杨逸之好不容易推开了金镶玉的双手,倾身闪到邱莫言身边,道:“我怎么不懂了,难道我说的不对吗?”
龙门客栈的算账先生也是太原开碑手的传入黑子摇了摇头,道;“不对不对,这如果这个秘密这么好参悟,那掌柜的也不会还在这里了。”
金镶玉嗤笑道:“还是老黑懂事,你这个小孩子懂什么,传说就是传说,既然是传说,那一定是缥缈无迹不可追寻的。”

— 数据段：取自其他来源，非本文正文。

PR #22050, opened 2022-01-07
bpf: check if lsm link ptr is libbpf error

jkartseva:
BPF_RAW_TRACEPOINT_OPEN is expected to work only on x86 and x86_64,
since BPF trampoline is implemented only on these architectures.

Attach probing by bpf_program__attach_lsm already happens in
`bpf_lsm_supported`. The resulting pointer can store libbpf error and
that is the case for unsupported architectures.
Add libbpf error check to `bpf_lsm_supported` so execution does not
reach the point where unit startup fails.

### DIFF
--- a/src/core/bpf-lsm.c
+++ b/src/core/bpf-lsm.c
@@ -167,9 +167,9 @@ int lsm_bpf_supported(void) {
         if (r < 0)
                 return supported = 0;
 
-        r = bpf_can_link_lsm_program(obj->progs.restrict_filesystems);
-        if (r < 0) {
-                log_warning_errno(r, "Failed to link BPF program. Assuming BPF is not available: %m");
+        if (!bpf_can_link_lsm_program(obj->progs.restrict_filesystems)) {
+                log_warning_errno(SYNTHETIC_ERRNO(EOPNOTSUPP),
+                                  "Failed to link BPF program. Assuming BPF is not available");
                 return supported = 0;
         }
 


src/core/bpf-lsm.c
```diff
@@ -48,7 +48,7 @@ static bool bpf_can_link_lsm_program(struct bpf_program *prog) {
         if (!link)
                 return -ENOMEM;
 
-        return 1;
+        return sym_libbpf_get_error(link) == 0;
```
bluca, line 52: maybe add a comment explaining why this is done, given it's not very obvious?

bluca (approved):

evverx:
The bpf framework isn't actually tested by the CI on architectures different from x86_64 so I'm not sure why the "waiting-for-ci" label keeps being added to PRs related to it. Looks like @keszybz runs the test on an arm machine so it would probably make sense to wait for @keszybz here

src/core/bpf-lsm.c
keszybz: This still doesn't look right because `libbpf_get_error` already handles NULL:
```C
long libbpf_get_error(const void *ptr)
{
	if (!IS_ERR_OR_NULL(ptr))
		return 0;

	if (IS_ERR(ptr))
		errno = -PTR_ERR(ptr);

	/* If ptr == NULL, then errno should be already set by the failing
	 * API, because libbpf never returns NULL on success and it now always
	 * sets errno on error. So no extra errno handling for ptr == NULL
	 * case.
	 */
	return -errno;
}
```
Thus, we probably want something like this:
```C
link = sym_bpf_program__attach_lsm(prog);
return sym_libbpf_get_error(link) == 0;
```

众人视线下移,此时曹少钦的身子已经大半给扬起的风沙给掩埋住了,只是这恐怖的森森白骨,还隐隐的抽颤一两下,似未死绝,真是说不出的悚然。
而始作俑者唐斩却好像根本不急,他解开了头上有些傻气的头带,长发披散,依旧看不清岁数的面容上沧桑冷肃,眉间红痣如血,开始闭目养神。
刺客一诺千金,他既然已经决意要对苏留出那绝杀一刀,便要蓄养起衬的起那一刀的惊世杀气,那一刀一定比杀曹少钦的那一斩还要来的惊心动魄。
苏留眯眼看了一个时辰的炽日,杨逸之也跟着凝视空中炽日,看得眼睛酸痛,泪盈满眶,一无所获。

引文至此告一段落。